** Opening Records provided block **
Issue #1606, opened 2020-04-02
Allow manual override or scaling of CoreDNS replica count


dkeightley:
**Is your feature request related to a problem? Please describe.** When deploying a multi-node cluster, CoreDNS is hard-coded with 1 replica, this can introduce concerns for HA, scalability and cluster DNS outages during deployment upgrades.

**Describe the solution you'd like**
Allow mitigation of this by deploying or scaling CoreDNS with a minimum of 2 replicas.

**Describe alternatives you've considered**
Manually deploying CoreDNS or coredns-autoscaler with `min: 2`

marcbachmann:
Defining a anti-affinity rule and pod disruption budget on the coredns manifest would be a good start: https://github.com/k3s-io/k3s/blob/58315fe135101f1a06bf439687c2be9da692648f/manifests/coredns.yaml

dkeightley:
Thanks @marcbachmann, potentially another option is the [preventSinglePointFailure with the autoscaler](https://github.com/kubernetes-sigs/cluster-proportional-autoscaler#linear-mode). This does add another deployment however.

zimmski:
Currently evaluating k3s to replace our kubeadm setup. So far i found mostly problems regarding high-availability. This issue is the most prominent to me because when the node with the DNS pod goes down, the whole cluster basically becomes useless for our workloads.

I couldn't find any open configuration so far. Did anyone work on a HA setup for k3s that took into account when we controller-node goes down? Is this even of interest to the project? I am wondering because this issue has been open for a while and it seems necessary for a multi-controller setup to me? Are patches welcome for this?

brandond:
K3s doesn't offer much flexibility in the coredns configuration at the moment, since we ship a static pod manifest. I think the most common thing for folks to do is copy the packaged CoreDNS manifest, make their changes, and then restart k3s with --disable=coredns so that only their modified configuration is used.

dkeightley:
@zimmski one option is to leave defaults in place, and add a manifest file containing the coredns-autoscaler deployment to manage the scaling of coredns automatically.
  * https://kubernetes.io/docs/tasks/administer-cluster/dns-horizontal-autoscaling/#enablng-dns-horizontal-autoscaling

As an example, I've [used this before](https://gist.github.com/dkeightley/0711221f6f2e65d7f76da37190b1a5d7) with k3s.

zimmski:
[...]

PR #4133, opened 2021-10-02
Add topologySpreadConstraints to support scaling of coredns

marcbachmann:
#### Proposed Changes ####
The coredns service is not highly available by default. It is possible to set the replication count to 2, but even then, pods might be scheduled on the same nodes. Adding a `topologySpreadConstraint` distributes the containers on different nodes.

#### Types of Changes ####
Add `topologySpreadConstraints` declaration to coredns deployment spec.

#### Verification ####
Scale the coredns deployment and check whether the pods are distributed on different nodes.

#### Linked Issues ####
https://github.com/k3s-io/k3s/issues/1606

#### User-Facing Change ####
NONE


marcbachmann:
Sorry, I'm not sure why the build is failing. Tried to run `mkdir -p build/data && ./scripts/download && go generate`, but now there's another error.

brandond:
it looks like you're missing the tools to properly generate the bindata via `./scripts/download && go generate`. Ensure that you have yq installed, and are running the script on a Ubuntu based system so that the gzip content matches that output by CI.

marcbachmann:
Ok, now it succeded on ubuntu.
There were some diffs of traefik and some build args comments I didn't include in the commit: 
image

brandond:
That's. It something I've seen before. What version of go are you using?

marcbachmann:
go version go1.17.1 linux/amd64

started using `docker run -v $PWD:$PWD -w=$PWD -it --rm golang:1.17.1-bullseye bash`

brandond:
Ah, that might be it - Kubernetes is still using 1.16.8; can you try with that?

marcbachmann:
Now I got the correct output without those new annotations 👍 
Still some tar diffs of traefik. But they might be related to something else. This PR would be ready.

brandond (approved):

ekrem95 (approved):

dweomer (approved):

galal-hussein (approved):

brandond:
Thanks for the contribution!

PR #4237, opened 2021-10-18
[engine-1.21] Fix systemd main pid handling when running with --log

brandond:
Fixes regression introduced in  https://github.com/k3s-io/k3s/pull/4115, reported by @kralicky 

#### Proposed Changes ####

Using MAINPID breaks systemd's exit detection, as it stops watching the
original pid, but is unable to watch the new pid as it is not a child
of systemd itself. The best we can do is just notify when execing the child
process.

We also need to consolidate forking into a single place so that we don't
end up with multiple levels of child processes if both redirecting log
output and reaping child processes.

#### Types of Changes ####

bugfix

#### Verification ####

* start k3s in docker without the docker `--init` flag; note that it does not leave behind zombie containerd-shim processes.
* start k3s as systemd service with the `--log` flag; note that logs are written to the specified log file.
* start k3s as systemd service with the `--log` flag; note that it is restarted properly when killed.

#### Linked Issues ####

* #4197

#### User-Facing Change ####

```release-note
Fixed an issue that caused k3s to not be restarted by systemd when started with the `--log` flag.
```

### DIFF
--- a/pkg/cli/agent/agent.go
+++ b/pkg/cli/agent/agent.go
@@ -23,12 +23,13 @@ func Run(ctx *cli.Context) error {
 	// database credentials or other secrets.
 	gspt.SetProcTitle(os.Args[0] + " agent")
 
-	// Do init stuff if pid 1.
-	// This must be done before InitLogging as that may reexec in order to capture log output
-	if err := cmds.HandleInit(); err != nil {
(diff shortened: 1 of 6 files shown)


brandond:
Flaked on GH outage; merging

Issue #2226, opened 2020-09-10
Issues with dynamiclistener


davidnuzik:
Darren identified some flakiness with dynamiclistener which seems to be related to [changes made](https://github.com/rancher/dynamiclistener/commits/30cb223867a42eda63c1f235fcf07602a222e717).

This is impacting Rancher; the certs keep updating. This will require more investigation and resolution before v1.19.1 release.

cjellick:
From @brandond 
> K3s is using a branch of dynamiclistener with the expiration fix on it, but without the wrangler updates. It works for how k3s stores and loads certs, and the clients it communicates with. Darren pulled my change out of master to get Rancher working again.
At some point when wrangler settles down, we will want to move k3s off that branch back to master, and update everything to use the new version of wrangler. That will involve touching a bunch of stuff (k3s, helm-controller, etc) and as per @ibuildthecloud shouldn’t happen until after wrangler settles down a bit more. At that point we will need to find a fix that works both for k3s and rancher. I now understand what I did that is causing problems for Rancher, and can at some point update the fix so that it doesn’t break it. That doesn’t have to happen ASAP though, since nothing is blocked and we are fine with Rancher and k3s using different branches for the moment.
>
> The problem has to do with Rancher not storing a copy of the dynamiclistener cert outside of Kubernetes (like k3s does), which means that it generates new key material every time it start up. This used to be handled by the merge code preferring the cert+key from the Kubernetes datastore, but I changed that to prefer the newer cert, which for Rancher uses a new key, which in turn makes browsers suspicious.

TL;DR - can ship 1.19 as-is. need to revisit later

brandond:
Thanks, I had just come here to cross-post that ;)

cjellick:
This is a tech debt issue. May cause issues going forward.

cjellick:
At some point, we'll need to update wrangler, and this will come up then.

cjellick:
@brandond - upgrade to 1.22 might force us to update this

brandond:
Will think about where this fits in with rancher/rke2#1026 and our general task for updating wrangler in the k3s-io ecosystem. I thought we had an issue for the latter but now I'm not finding it.

PR #4272, opened 2021-10-22
Update dynamiclistener

brandond:
#### Proposed Changes ####

Update dynamiclistener to move off the 0.2.x branch, which we did not want to maintain long term. The cert renewal fixes that originally caused us to branch are now available on master.

#### Types of Changes ####

tech debt

#### Verification ####

Standard cert expiry checks (set system date forward while k3s is stopped; ensure certs are renewed)

#### Linked Issues ####

* #2226

#### User-Facing Change ####

```release-note

```


brandond:
I think @briandowns is going to do this anyway for some of his cert renewal fixes.

PR #4324, opened 2021-10-26
Fix rancher traefik upgrade suggestion

brandond:
#### Proposed Changes ####

Add dashboard annotation to the Traefik helm chart to prevent Rancher from suggesting upgrades to it.

The 'hidden' annotation only works on charts in the repo, not ones installed to the cluster. This makes it show as 'Managed' in the UI.

#### Types of Changes ####

bugfix

#### Verification ####

Import K3s cluster into Rancher or install Rancher on K3s. Note that it no longer suggests upgrading the packaged Traefik.

#### Linked Issues ####

* https://github.com/rancher/dashboard/issues/4442

#### User-Facing Change ####

```release-note
Rancher will no longer suggest upgrading the Traefik chart packaged with K3s.
```


dereknola (approved):
The integration test failure is unrelated, feel free to ignore.

Issue #4364, opened 2021-10-30
Flannel wireguard backend doesn't support dual-stack setup


sjoerdsimons:
Currently the flannel backend doesn't support dual-stack operation; It doesn't end up complaining during setup the the wireguard setup doesn't allow ipv6 traffic through the wireguard tunnel

brandond:
cc @manuelbuil I think we have an existing issue for updating the wireguard backend?

manuelbuil:
Flannel+Wireguard does not support dual-stack in upstream flannel. This PR: https://github.com/flannel-io/flannel/pull/1230 is making wireguard an officially supported backend for flannel. I asked the author whether he'd be interested to provide dual-stack support and he was positive about it. But until then, it is not supported

sjoerdsimons:
Yeah if you look at the linked MR (#4365) as well as the linked flannel-io/flannel#1501 then you'll see those add the necessary support to flannel to make the extension backend dual-stacked first (hence #4365 being in draft state).. Maybe the direct wireguard backend will land in flannel upstream (first), but that's been ongoing for quite a while so this may be a faster path (and the changes in k3s itself are rather small).  I guess we'll see :)

manuelbuil:
That PR was unfortunately forgotten by the upstream community. But I'm committed to review it today and hopefully have it merged before the end of the week :) (maybe too optimistic...)

sjoerdsimons:
Hah didn't notice you were the reviewer; The changes to flannel for the extension backend  are still useful even if the wireguard backend goes native. But I guess given that your preferred solutions for dual-stacked wireguard in k3s would be to go via the native wireguard backend as soon as that lands then rather then the current extension backend? (I'm happy to have a look at adding dual-stack support on top of the outstanding flannel PR given all the required bits needed from the extension backend are still reasonably fresh)

manuelbuil:
He is actually pointing at your PR --> https://github.com/flannel-io/flannel/pull/1230#discussion_r740626207

I think your solution is faster but it would be "deprecated" as soon as we move to the native wireguard backend, right? I'd say, let's try to merge the "native wireguard backend" ASAP, so that we can unblock you. I'll get into the review right after breakfast :). You are welcome to review it too!

sjoerdsimons:
@manuelbuil fwiw update the (draft) MR to now take advantage of the upstream wireguard backend.

prometheanfire:
[...]

PR #4365, opened 2021-10-30
Flannel wireguard dualstack

sjoerdsimons:
#### Proposed Changes ####

Switch to the native wireguard support now available in flannel; This also allows supporting dual-stacked clusters with wireguard

#### Types of Changes ####

new feature

#### Verification ####

Uses Setup a dual-stack k3s cluster with the flannel wireguard backend

#### Linked Issues ####

#4364  

#### User-Facing Change ####
```release-note
k3s now uses the native Flannel wireguard backend. Not that this is incompatible with the previous extension based wireguard support so you cannot mix nodes with the old and new wireguard connection method 
```

#### Further Comments ####

Keeping it as a draft as it relies on an unreleased version of flannel as well as including some k3s patches that have been submitted seperately (#4724, #4725 ). However this reflects the state i've been testing with.


sjoerdsimons:
Most of the content of this draft had alternate solutions or are waiting for flannel so this can be closed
** Closing Records provided block **
**What you should do:**
Whenever a line in the entries holds the word "something", copy that line.

**Result of this task:**
That's. It something I've seen before. What version of go are you using?
Still some tar diffs of traefik. But they might be related to something else. This PR would be ready.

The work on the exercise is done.